This is the repository for an end term assignment for the 'Scientific Programming' course at the Justus-Liebig-University, Giessen.
In the following documentation we shall assume:
import libsparse as sp
In the scope of the project at hand, we needed to implement a storage scheme for sparse matrices including all the necessary mathematical operations, such as the dot-product.
object | implements: |
---|---|
<class 'sparse'> |
CSR storage scheme, set/getitem, dot product, transposition, fullsize array representation, LU decomposition, matrix plot |
<class 'linsys'> |
linear system of equations A b = x , Gaussian Elimination for dense , Conjugate Gradient solver |
<method 'random_banded'> |
generate a random symmetric banded matrix |
Although we can now efficiently store large sparse matrices, we have to keep in mind that our methods might scale with the array dimensions, either linearly or even quadratically. This can lead to extremley slow execution of the code.
Let's take a look at how we can accalerate the construction of our CSR arrays. The following benchmark was generated using the line_profiler tool. This tool allows us to monitor the execution time and hitcounts of every single line, therefore we can spot slow functions.
Looking at the output we can see that for an array of N x N dimensions with N = 10000,
the first implementation construct_CSR
took 148 seconds to return our CSR format. This was unacceptable.
Output of timing measurements
~/$ kerprof -l libsparse.py
~/$ python -m line_profiler libsparse.py.lprof
Timer unit: 1e-06 s
Total time: 148.352 s
File: libsparse.py
Function: construct_CSR at line 168
Line # Hits Time Per Hit % Time Line Contents
==============================================================
168
169 def construct_CSR(self, array):
[...]
181 1 3.0 3.0 0.0 csr = {'AVAL': [], 'JCOL': [], 'IROW': [0]}
182 10001 18618.0 1.9 0.0 for j, col in enumerate(array):
183 100010000 65355397.0 0.7 44.1 for i, el in enumerate(col):
184 100000000 82901563.0 0.8 55.9 if el != 0:
185 29998 26134.0 0.9 0.0 csr['AVAL'].append(el)
186 29998 16687.0 0.6 0.0 csr['JCOL'].append(i)
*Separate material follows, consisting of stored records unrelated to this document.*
PR #1779, opened 2021-01-21
Fixes #1715: When registering custom function `a.b.c` to access via `custom.a.b.c`, it instead registers at `custom.c`

### LINKED ISSUE #1715: When registering custom function `a.b.c` to access via `custom.a.b.c`, it instead registers at `custom.c`
```
CALL apoc.custom.asFunction('a.b.c', 'RETURN 42')
CALL apoc.custom.list()
```

image

image

### Versions

  - OS: docker (official `neo4j:latest` image) on ubuntu 20.04
  - Neo4j: 4.1.13
  - Neo4j-Apoc: 4.1.0.2

vga91:
Fixes #1715

Improved logic of `apoc.custom.removeFunction()`, `apoc.custom.removeProcedure()` and `apoc.custom.list()` to work with names containing dots.


full/src/test/java/apoc/custom/CypherProceduresTest.java
```diff
@@ -240,6 +240,121 @@ public void shouldRemoveTheCustomProcedure() throws Exception {
...
+        // when
+        db.executeTransactionally("call apoc.custom.removeProcedure('a.b.c')");
+        db.executeTransactionally("call db.clearQueryCaches()");
+
+        // then
+        TestUtil.count(db, "call custom.a.b.c()");
+    }
+
+    @Test
+    public void shouldOverrideCustomFunctionWithDotInNameOnlyIfWithSameNamespaceAndFinalName() throws Exception {
```
fbiville, line 326: might be worth testing list and removal of such functions (e.g.: list displays both, removing 1 does not remove the other...)

full/src/test/java/apoc/custom/CypherProceduresTest.java
```diff
@@ -240,6 +240,121 @@ public void shouldRemoveTheCustomProcedure() throws Exception {
...
+        TestUtil.testCall(db, "return custom.a.b.name() as row", (row) -> assertEquals(34L, ((Map)((List)row.get("row")).get(0)).get("answer")));
+
+        db.executeTransactionally("call apoc.custom.asFunction('x.z.name','RETURN 12 as answer')");
+        TestUtil.testCall(db, "return custom.x.z.name() as row", (row) -> assertEquals(12L, ((Map)((List)row.get("row")).get(0)).get("answer")));
+        TestUtil.testCall(db, "return custom.a.b.name() as row", (row) -> assertEquals(34L, ((Map)((List)row.get("row")).get(0)).get("answer")));
+
+    }
+
+    @Test
+    public void shouldOverrideCustomProcedureWithDotInNameOnlyIfWithSameNamespaceAndFinalName() throws Exception {
```
fbiville, line 343: same as above

fbiville (approved):

full/src/test/java/apoc/custom/CypherProceduresTest.java
vga91: Well yes, in this way I found another case that I had not considered :( . 
Now I have updated the code and the test case.

full/src/test/java/apoc/custom/CypherProceduresTest.java
vga91: Updated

187 29998 13125.0 0.4 0.0 continue
188 10000 20265.0 2.0 0.0 csr['IROW'].append(len(csr['AVAL']))
189
190 1 1.0 1.0 0.0 return csr
Total time: 1.50618 s
File: libsparse.py
Function: construct_CSR_fast at line 192
Line # Hits Time Per Hit % Time Line Contents
==============================================================
192 def construct_CSR_fast(self, array):
[...]
209 array: np.ndarray
210 jcol = np.array([])
211 1 13.0 13.0 0.0 aval = np.array([])
212 1 2.0 2.0 0.0 irow = np.array([0])
213 1 4.0 4.0 0.0 for row in array:
214 10001 12535.0 1.3 0.8 row: np.ndarray
215 indices = np.nonzero(row)[0]
216 10000 770523.0 77.1 51.2 jcol = np.append(jcol, indices)
217 10000 231029.0 23.1 15.3 aval = np.append(aval, np.take(row, indices))
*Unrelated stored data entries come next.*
PR #1780, opened 2021-01-21
Fixes #1639: add apoc.load.directory(...) yield value

### LINKED ISSUE #1639: add apoc.load.folder("pattern", recursive=true/false) yield url
Allow to load the "import" folder recursively so if there are multiple nested files in directories you can get them all

so you could then use 

```
call apoc.load.folder("*.csv", true) yield url
load csv with headers from url as row ....

```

218 10000 287930.0 28.8 19.1 irow = np.append(irow, len(aval))
219 10000 201464.0 20.1 13.4 csr = {'AVAL': list(aval), 'JCOL': list(jcol), 'IROW': list(irow)}
220 1 2684.0 2684.0 0.2 return csr
If we now take a look at the new construct_CSR_fast
method we can see that we achieved a massive speed-up.
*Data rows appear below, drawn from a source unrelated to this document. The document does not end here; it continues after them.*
PR #1791, opened 2021-01-28
fixes #1788: create a metagraph of the results of a cypher query (viz similar to apoc.meta.graph's output)

### LINKED ISSUE #1788: create a metagraph of the results of a cypher query (viz similar to apoc.meta.graph's output)
Feature request:   function to create a metagraph of the results of a cypher query, in the same way that apoc.meta.graph does for the entire graph.  

Reference: https://community.neo4j.com/t/best-way-to-create-a-metagraph-of-the-results-from-a-cypher-query-that-returns-paths/32527

Alternative?  I'm currently attempting to do this with the non-optimal Cypher statement below (note: this cypher only works for paths, the function/procedure should I believe work for the results of any query that returns a graph like result consisting of paths, nodes/rels, at least it should without too many contortions to finagle the input)

MATCH p= (p1:Supplier {supplierID:'20'})-[*..2]->(p2)    // PUT QUERY HERE - nodes
UNWIND nodes(p) as n
with distinct n as dn
WITH labels(dn) as l
WITH apoc.create.vNode(l,{name:head(l), count:count(l)}) as metaNodes
WITH apoc.map.groupBy(collect(metaNodes),'name') as ml
MATCH p=(p1:Supplier {supplierID:'20'})-[*..2]->(p2)  // PUT QUERY HERE TOO - relationships
unwind relationships(p) as r
WITH head(labels(startNode(r))) as cFrom, head(labels(endNode(r))) as cTo, count(*) as count, ml, type(r) as tr
RETURN ml[cFrom] as from, ml[cTo] as to, apoc.create.vRelationship(ml[cFrom],tr,{count:count},ml[cTo]) as rel

This features enables an efficient look at the results of a query "at a glance", counts of nodes and relationships, it would be particularly helpful 1. in providing a summary view of the entire result set to a user when it is necessary to clip/truncate the output for display 2. while using cypher iteratively to explore high degree heterogeneous graphs, with this one can see the overall quantities at a glance, and it would be very helpful in seeing what is being found with any given query. (at a high level, quickly, without returning thousands of nodes)

Maybe a screenshot or design?
See reference URL above for a simple example with images.

conker84:
Fixes #1788

Added two procedures:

The largest time gain was achieved by reducing the complexity from quadratic O(n²) to linear O(n) time and using numpy methods which are implemented using C and therefore are a lot faster.
This benchmarking was done for numerous implemented functions and used to refactor methods for better runtime. These functions will not be listed here explicitly.